Pánico en Pinga
Relato en primera persona de uno de los múltiples incidentes provocados por grupos armados en Pinga. La inseguridad en la zona, en Kivu del Norte (RDC), forzó que MSF suspendiera actividades el mes pasado

Era mediodía cuando oí un disparo. Al principio pensé que era una bala perdida, tal vez de un niño-soldado, puesto que era un momento raro del día para que hubiera un ataque. Las milicias armadas normalmente atacan en la oscuridad, justo antes del amanecer o tras el anochecer. Pero oímos disparos otra vez. Y otra vez. Entonces supimos que el combate se había iniciado.
Yo estaba en una reunión de personal en el hospital de Pinga, justo enfrente de nuestra base. Por un momento pensé en regresar a la base para resguardarme, pero entonces me di cuenta de que ya era tarde. Tuvimos que ponernos a cubierto en el hospital, con los pacientes y el resto del personal. La gente, presa del pánico, corrió a la sala de reuniones. Decidimos escondernos en una habitación colindante y agazaparnos contra la pared.
Pacientes recién operados, gente enferma, ancianos y niños y el personal sanitario nos cobijamos todos en la habitación, muy pequeña. Me senté en el suelo, junto a sacos de harina, con un niño pequeño en mis brazos. Traté de pegarme al suelo para evitar que alguna bala perdida nos alcanzara. El niño jugaba con mis dedos.
Los tiros sonaban cada vez más cerca. Los hombres estaban justo en la puerta. Nosotros temblábamos, algunos lloraban, pero todos estábamos en silencio. Nunca he pasado tanto miedo. Estaba oscuro, con la puerta cerrada y las cortinas corridas. Con el volumen de mi radiotransmisor al mínimo, llamé a la base para comunicarles, angustiado, que hombres armados habían irrumpido en el hospital.

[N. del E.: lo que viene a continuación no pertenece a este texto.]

PR #4838, opened 2025-10-10
perf(l1): optimize get closest nodes

edg-l:
According to profiling, the get_closest_nodes is mainly bound by iterating the contacts btreemap.

Replaced the contacts btreemap with indexmap. Also replaced the peers one since it also beneffits from this.

Comparing profiling info, it goes from 31% of time taken to 3%.

Hoodi synced in 7mins 32seconds more or less

image

Reasoning:

Btreemap has fast lookup and slow iteration.
indexmap has fastish lookup and vec-like iteration

```
IndexMap derives a couple of performance facts directly from how it is constructed, 
which is roughly:

    A raw hash table of key-value indices, and a vector of key-value pairs.

    Iteration is very fast since it is on the dense key-values.

    Removal is fast since it moves memory areas only in the table, 
and uses a single swap in the vector.

    Lookup is fast-ish because the initial 7-bit hash lookup uses SIMD, and indices are 
densely stored. Lookup also is slow-ish since the actual key-value pairs are stored separately. (Visible when cpu caches size is limiting.)

```

introduces a new dep: https://crates.io/crates/indexmap ( 662,138,228 downloads )

### DIFF
--- a/crates/networking/p2p/discv4/peer_table.rs
+++ b/crates/networking/p2p/discv4/peer_table.rs
@@ -1,7 +1,7 @@
 use crate::{
     discv4::server::MAX_NODES_IN_NEIGHBORS_PACKET,
     metrics::METRICS,
-    rlpx::{self, connection::server::RLPxConnection, p2p::Capability},
+    rlpx::{connection::server::PeerConnection, p2p::Capability},
     types::{Node, NodeRecord},
 };
 use ethrex_common::{H256, U256};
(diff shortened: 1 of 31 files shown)


crates/networking/p2p/discv4/peer_table.rs
```diff
@@ -606,7 +607,7 @@ impl PeerTable {
             .collect::<Vec<_>>();
 
         for contact_to_discard_id in disposable_contacts {
-            self.contacts.remove(&contact_to_discard_id);
+            self.contacts.swap_remove(&contact_to_discard_id);
```
MegaRedHand, line 554: Does indexmap have something like Vec::retain ? We could replace this loop with that

edg-l: i would prefer to look at this in another pr/change

PR #4839, opened 2025-10-10
chore(l1): memory enhancement - no transactional rocksdb + no cache

rodrigo-o:
**Motivation**

This PR reduce memory by 40~50%

**Description**

This PR sits on top of #4821 and after different testing scenarios we came up with this cut in memory:
- reverts #4599
- removes the rocksdb cache in options 

The caveat is that it appears to be 50% slower, we need to double check it.

### DIFF
--- a/crates/storage/store_db/rocksdb.rs
+++ b/crates/storage/store_db/rocksdb.rs
@@ -250,7 +250,7 @@ impl Store {
                     cf_opts.set_compression_type(rocksdb::DBCompressionType::Lz4);
                     cf_opts.set_write_buffer_size(64 * 1024 * 1024); // 64MB
                     cf_opts.set_max_write_buffer_number(3);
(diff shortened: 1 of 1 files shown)


rodrigo-o:
Here is a table comparision of 2 runs of this PR vs main:

_Node Memory (RSS) & Host in images_
| Main | This PR #1 | This PR #2 |
| ----- | ----- | ----- |
| Snap time: 03:30 | Snap time: 05:20 | Snap time: 05:30 |
| Mean: ~15.5GB & Max: ~22GB | Mean: ~8GB & Max: ~13GB | Mean: ~9.5GB & Max: ~15GB |
| image | image | image | 

This is an enhancement of \~40\~50% in the Mean and \~30\~40% in peaks, it appears to be a noticeable regression related to time \~50% slower, but we need more test to validate it wasn't an issue of the particular runs (variance for the runs is still high)

rodrigo-o:
Closed in favor of #4853

PR #4843, opened 2025-10-13
perf(levm): remove unnecesary mul in ecpairing

### LINKED ISSUE #4817: Unnecessary multiplication in ecpairing precompile
in `precompiles.rs`:
```
    if !valid_pairs.is_empty() {
        let batch: Vec<_> = valid_pairs.iter().map(|(p1, p2)| (p1, p2)).collect();
        let pairing_result = BN254AtePairing::compute_batch(&batch)
            .map_err(|_| PrecompileError::BN254AtePairingError)?;
        mul *= pairing_result;
    }

    // Generate the result from the variable mul
    let success = mul.eq(&QuadraticExtensionFieldElement::one());
    let mut result = [0; 32];
    result[31] = u8::from(success);
    Ok(Bytes::from(result.to_vec()))
```
`mul` is initialized as
```  
    let mut mul: FieldElement<Degree12ExtensionField> = QuadraticExtensionFieldElement::one();
```
so this is always doing `1 * Gt`, we should just check that `pairing_result == QuedraticExtensionFieldElement::one()`.

edg-l:
**Motivation**

mul is initialized as

    let mut mul: FieldElement<Degree12ExtensionField> = QuadraticExtensionFieldElement::one();

so this is always doing 1 * Gt, we should just check that pairing_result == QuedraticExtensionFieldElement::one().

**Description**

Closes #4817

### DIFF
--- a/crates/vm/levm/src/precompiles.rs
+++ b/crates/vm/levm/src/precompiles.rs
@@ -934,19 +934,19 @@ pub fn ecpairing(calldata: &Bytes, gas_remaining: &mut u64, _fork: Fork) -> Resu
         }
     }
 
-    let success = if !valid_pairs.is_empty() {
+    let success = if valid_pairs.is_empty() {
+        true
+    } else {
         let batch: Vec<_> = valid_pairs.iter().map(|(p1, p2)| (p1, p2)).collect();
         let pairing_result = BN254AtePairing::compute_batch(&batch)
             .map_err(|_| PrecompileError::BN254AtePairingError)?;
         pairing_result.eq(&QuadraticExtensionFieldElement::one())
-    } else {
-        true
     };
 
     // Generate the result from the variable mul
     let mut result = [0; 32];
     result[31] = u8::from(success);
-    Ok(Bytes::from(result.to_vec()))
+    Ok(Bytes::from_owner(result))
 }
 
 /// Returns the result of Blake2 hashing algorithm given a certain parameters from the calldata.


crates/vm/levm/src/precompiles.rs
```diff
@@ -936,19 +934,16 @@ pub fn ecpairing(calldata: &Bytes, gas_remaining: &mut u64, _fork: Fork) -> Resu
...
+        pairing_result.eq(&QuadraticExtensionFieldElement::one())
+    } else {
+        true
+    };
 
     // Generate the result from the variable mul
-    let success = mul.eq(&QuadraticExtensionFieldElement::one());
     let mut result = [0; 32];
     result[31] = u8::from(success);
     Ok(Bytes::from(result.to_vec()))
```
MegaRedHand: I think we can avoid an allocation here by creating the Bytes from a static array value.

crates/vm/levm/src/precompiles.rs
```diff
@@ -936,19 +934,16 @@ pub fn ecpairing(calldata: &Bytes, gas_remaining: &mut u64, _fork: Fork) -> Resu
         }
     }
 
-    #[allow(
-        clippy::arithmetic_side_effects,
-        reason = "library will not panic on mul overflow"
-    )]
-    if !valid_pairs.is_empty() {
+    let success = if !valid_pairs.is_empty() {
```
MegaRedHand: We should invert this condition.

PR #4844, opened 2025-10-13
perf(l1): remove dynamic dispatch in favour of known Vec in rlp encoding trait

edg-l:
**Motivation**

This should enable better optimizations from the compiler since it will use a known type: Vec, instead of the dynamic fat pointer from the bufmut trait.

I looked at all the source code, and we are using a trait when we always passa Vec here. So the trait overhead is essentially useless.

**Description**

Remove the bufmut trait usage, use a Vec directly

This is the first pr im doing as i look to improve the rlp encoding/decoding, since its a known overhead now.


edg-l:
closing as it doesn-t seem to improve the performance

Arkenan:
Closing again as it doesn't seem to improve performance.

PR #4850, opened 2025-10-13
refactor(l1): improve the way we remove ONLY the storage of an account

### LINKED ISSUE #3321: Add `remove_storage` to `AccountUpdate`
After https://github.com/lambdaclass/ethrex/pull/3293

There is an edge case in which we want to remove just the storage of an account without removing the account itself. For now what we are doing is remove the whole account and then insert it again because that's what we can do with the tools that we have. The problem was handled in https://github.com/lambdaclass/ethrex/pull/3293.
I don't know how trivial it is to insert an empty trie to the account that already exists, I took a look and there doesn't seem to be a method for doing that so it will require more effort than expected.
This addition will improve `get_state_transitions()` code quality.

JereSalo:
**Motivation**

- For removing **just** the storage of an account we were doing something "dirty", which was inserting 2 updates for the same account. One with its destruction and another one with the changes, this cleans that up.

**Description**

- Add `removed_storage` attribute to `AccountUpdate`
  - If we want to remove whole storage of an account we just change the storage root of the account to the empty root.

Closes #3321


tooling/ef_tests/state/runner/revm_db.rs
```diff
@@ -198,6 +198,7 @@ impl RevmState {
                                 )
                             })
                             .collect(),
+                        removed_storage: false,
```
JereSalo, line 201: We could improve code around this so that the get state transitions of revm makes use of `removed_storage` but I consider it to be irrelevant, we are going to remove this code whenever we can anyway

crates/vm/levm/src/db/gen_db.rs
```diff
@@ -213,11 +189,22 @@ impl GeneralizedDatabase {
...
             // 2. Storage has been updated if the current value is different from the one before execution.
             let mut added_storage = BTreeMap::new();
 
             for (key, new_value) in &new_state_account.storage {
-                let old_value = initial_state_account.storage.get(key).ok_or_else(|| { VMError::Internal(InternalError::Custom(format!("Failed to get old value from account's initial storage for address: {address}")))})?;
+                let old_value = if !removed_storage {
+                    initial_state_account.storage.get(key).ok_or_else(|| { VMError::Internal(InternalError::Custom(format!("Failed to get old value from account's initial storage for address: {address}")))})?
+                } else {
+                    // There's not an "old value" if the contract was destroyed and re-created.
+                    &ZERO_U256
```
fmoletta, line 206: Why not `U256::zero()`?

fmoletta (approved):

crates/vm/levm/src/db/gen_db.rs
JereSalo: Because it would create a reference that's dropped every time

Los oímos entrar en la sala de reuniones donde se había refugiado otro grupo de pacientes y médicos y enfermeros. Los oímos gritar que eran civiles. Aguanté la respiración, aterrorizado. Esperaba que llegaran los tiros, las ejecuciones. Alguien habló al otro de la ventana, donde se vislumbraban siluetas. Un bebé en nuestra habitación comenzó a llorar. El grupo intentó acallarlo.
Los disparos en el exterior seguían. Los lloros del niño se contagiaron a otros pequeños. Por la razón que fuera, pese al ruido, nuestra puerta no llegó a abrirse. Tras cuarenta minutos, un médico congoleño vino a buscarnos. Los hombres armados se habían retirado. Nos habíamos salvado. Todos, nosotros y el grupo refugiado en la sala de reuniones.
No fue hasta que los disparos cesaron que nos atrevimos a dejar la sala. Fue entonces cuando nos dimos cuenta de que la fortuna no había sido tal para todos los miembros del grupo. Una mujer, con un bebé en brazos, se desplomó en el suelo: la niña que llevaba en brazos había sido alcanzada por una bala perdida, que le atravesó la cabeza, de la nariz a la nuca. Había muerto al instante. Parecía que estaba dormida. Sólo que su cuerpo ya estaba frío.
El medico Marcus Bergman ha trabajado en la República Democrática del Congo para Médicos Sin Fronteras (MSF) desde febrero de 2013. Basado en Pinga, un pequeño pueblo en Kivu del Norte. Las actividades de MSF en el pueblo se han suspendido debido al aumento de la inseguridad y las amenazas a los trabajadores humanitarios.